Records from a collection
=== Section Start ===

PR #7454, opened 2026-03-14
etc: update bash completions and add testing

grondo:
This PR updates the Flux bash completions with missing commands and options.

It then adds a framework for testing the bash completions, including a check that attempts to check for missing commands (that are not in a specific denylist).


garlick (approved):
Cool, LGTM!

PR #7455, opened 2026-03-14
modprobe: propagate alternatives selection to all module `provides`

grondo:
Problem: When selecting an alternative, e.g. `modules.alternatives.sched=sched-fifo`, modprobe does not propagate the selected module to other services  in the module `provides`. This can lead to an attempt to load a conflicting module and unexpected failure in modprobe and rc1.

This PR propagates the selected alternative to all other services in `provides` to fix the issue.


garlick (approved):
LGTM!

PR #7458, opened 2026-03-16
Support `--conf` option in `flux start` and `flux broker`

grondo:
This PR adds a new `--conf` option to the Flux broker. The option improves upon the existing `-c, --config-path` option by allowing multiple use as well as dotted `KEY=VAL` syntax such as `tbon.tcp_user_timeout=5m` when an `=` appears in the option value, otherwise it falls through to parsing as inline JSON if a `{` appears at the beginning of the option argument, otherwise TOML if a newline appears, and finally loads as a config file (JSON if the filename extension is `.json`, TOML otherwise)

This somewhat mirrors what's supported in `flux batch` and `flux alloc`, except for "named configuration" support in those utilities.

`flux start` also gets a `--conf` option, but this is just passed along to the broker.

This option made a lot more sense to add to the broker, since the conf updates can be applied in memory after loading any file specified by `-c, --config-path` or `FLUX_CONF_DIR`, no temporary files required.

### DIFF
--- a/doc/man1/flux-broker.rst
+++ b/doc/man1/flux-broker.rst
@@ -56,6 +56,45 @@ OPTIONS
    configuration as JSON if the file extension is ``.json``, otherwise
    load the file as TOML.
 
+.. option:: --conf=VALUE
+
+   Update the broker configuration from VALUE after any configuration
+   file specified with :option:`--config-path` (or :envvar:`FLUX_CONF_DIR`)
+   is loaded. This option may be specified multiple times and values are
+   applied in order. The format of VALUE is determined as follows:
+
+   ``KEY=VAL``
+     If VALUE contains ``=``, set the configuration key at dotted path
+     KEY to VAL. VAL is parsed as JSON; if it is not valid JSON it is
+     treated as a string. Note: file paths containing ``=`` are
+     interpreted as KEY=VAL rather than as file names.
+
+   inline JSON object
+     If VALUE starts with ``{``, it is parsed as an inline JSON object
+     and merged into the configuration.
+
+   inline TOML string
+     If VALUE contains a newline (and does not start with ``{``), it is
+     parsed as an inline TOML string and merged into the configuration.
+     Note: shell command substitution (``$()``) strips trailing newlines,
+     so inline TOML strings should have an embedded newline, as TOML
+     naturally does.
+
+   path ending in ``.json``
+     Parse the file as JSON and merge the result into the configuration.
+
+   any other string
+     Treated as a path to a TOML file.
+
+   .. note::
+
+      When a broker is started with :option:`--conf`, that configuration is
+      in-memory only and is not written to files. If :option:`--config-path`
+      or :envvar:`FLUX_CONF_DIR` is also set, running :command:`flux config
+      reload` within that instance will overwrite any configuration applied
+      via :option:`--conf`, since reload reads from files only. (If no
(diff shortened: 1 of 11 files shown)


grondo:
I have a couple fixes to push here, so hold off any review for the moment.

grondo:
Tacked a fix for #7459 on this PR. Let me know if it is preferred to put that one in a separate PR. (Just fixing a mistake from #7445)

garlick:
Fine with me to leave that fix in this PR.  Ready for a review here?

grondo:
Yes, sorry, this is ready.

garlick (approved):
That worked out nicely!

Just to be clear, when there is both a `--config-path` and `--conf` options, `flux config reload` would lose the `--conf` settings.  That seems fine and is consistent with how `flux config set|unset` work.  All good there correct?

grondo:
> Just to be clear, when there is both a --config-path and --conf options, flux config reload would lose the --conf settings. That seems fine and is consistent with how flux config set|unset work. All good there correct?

=== Section End ===

## Work instruction:
Each of the lines above must appear again, unchanged.

## Exercise result:
PR #7454, opened 2026-03-14
etc: update bash completions and add testing

grondo:
This PR updates the Flux bash completions with missing commands and options.

It then adds a framework for testing the bash completions, including a check that attempts to check for missing commands (that are not in a specific denylist).


garlick (approved):
Cool, LGTM!

PR #7455, opened 2026-03-14
modprobe: propagate alternatives selection to all module `provides`

grondo:
Problem: When selecting an alternative, e.g. `modules.alternatives.sched=sched-fifo`, modprobe does not propagate the selected module to other services  in the module `provides`. This can lead to an attempt to load a conflicting module and unexpected failure in modprobe and rc1.

This PR propagates the selected alternative to all other services in `provides` to fix the issue.


garlick (approved):
LGTM!

PR #7458, opened 2026-03-16
Support `--conf` option in `flux start` and `flux broker`

grondo:
This PR adds a new `--conf` option to the Flux broker. The option improves upon the existing `-c, --config-path` option by allowing multiple use as well as dotted `KEY=VAL` syntax such as `tbon.tcp_user_timeout=5m` when an `=` appears in the option value, otherwise it falls through to parsing as inline JSON if a `{` appears at the beginning of the option argument, otherwise TOML if a newline appears, and finally loads as a config file (JSON if the filename extension is `.json`, TOML otherwise)

This somewhat mirrors what's supported in `flux batch` and `flux alloc`, except for "named configuration" support in those utilities.

`flux start` also gets a `--conf` option, but this is just passed along to the broker.

This option made a lot more sense to add to the broker, since the conf updates can be applied in memory after loading any file specified by `-c, --config-path` or `FLUX_CONF_DIR`, no temporary files required.

### DIFF
--- a/doc/man1/flux-broker.rst
+++ b/doc/man1/flux-broker.rst
@@ -56,6 +56,45 @@ OPTIONS
    configuration as JSON if the file extension is ``.json``, otherwise
    load the file as TOML.
 
+.. option:: --conf=VALUE
+
+   Update the broker configuration from VALUE after any configuration
+   file specified with :option:`--config-path` (or :envvar:`FLUX_CONF_DIR`)
+   is loaded. This option may be specified multiple times and values are
+   applied in order. The format of VALUE is determined as follows:
+
+   ``KEY=VAL``
+     If VALUE contains ``=``, set the configuration key at dotted path
+     KEY to VAL. VAL is parsed as JSON; if it is not valid JSON it is
+     treated as a string. Note: file paths containing ``=`` are
+     interpreted as KEY=VAL rather than as file names.
+
+   inline JSON object
+     If VALUE starts with ``{``, it is parsed as an inline JSON object
+     and merged into the configuration.
+
+   inline TOML string
+     If VALUE contains a newline (and does not start with ``{``), it is
+     parsed as an inline TOML string and merged into the configuration.
+     Note: shell command substitution (``$()``) strips trailing newlines,
+     so inline TOML strings should have an embedded newline, as TOML
+     naturally does.
+
+   path ending in ``.json``
+     Parse the file as JSON and merge the result into the configuration.
+
+   any other string
+     Treated as a path to a TOML file.
+
+   .. note::
+
+      When a broker is started with :option:`--conf`, that configuration is
+      in-memory only and is not written to files. If :option:`--config-path`
+      or :envvar:`FLUX_CONF_DIR` is also set, running :command:`flux config
+      reload` within that instance will overwrite any configuration applied
+      via :option:`--conf`, since reload reads from files only. (If no
(diff shortened: 1 of 11 files shown)


grondo:
I have a couple fixes to push here, so hold off any review for the moment.

grondo:
Tacked a fix for #7459 on this PR. Let me know if it is preferred to put that one in a separate PR. (Just fixing a mistake from #7445)

garlick:
Fine with me to leave that fix in this PR.  Ready for a review here?

grondo:
Yes, sorry, this is ready.

garlick (approved):
That worked out nicely!

Just to be clear, when there is both a `--config-path` and `--conf` options, `flux config reload` would lose the `--conf` settings.  That seems fine and is consistent with how `flux config set|unset` work.  All good there correct?

grondo:
> Just to be clear, when there is both a --config-path and --conf options, flux config reload would lose the --conf settings. That seems fine and is consistent with how flux config set|unset work. All good there correct?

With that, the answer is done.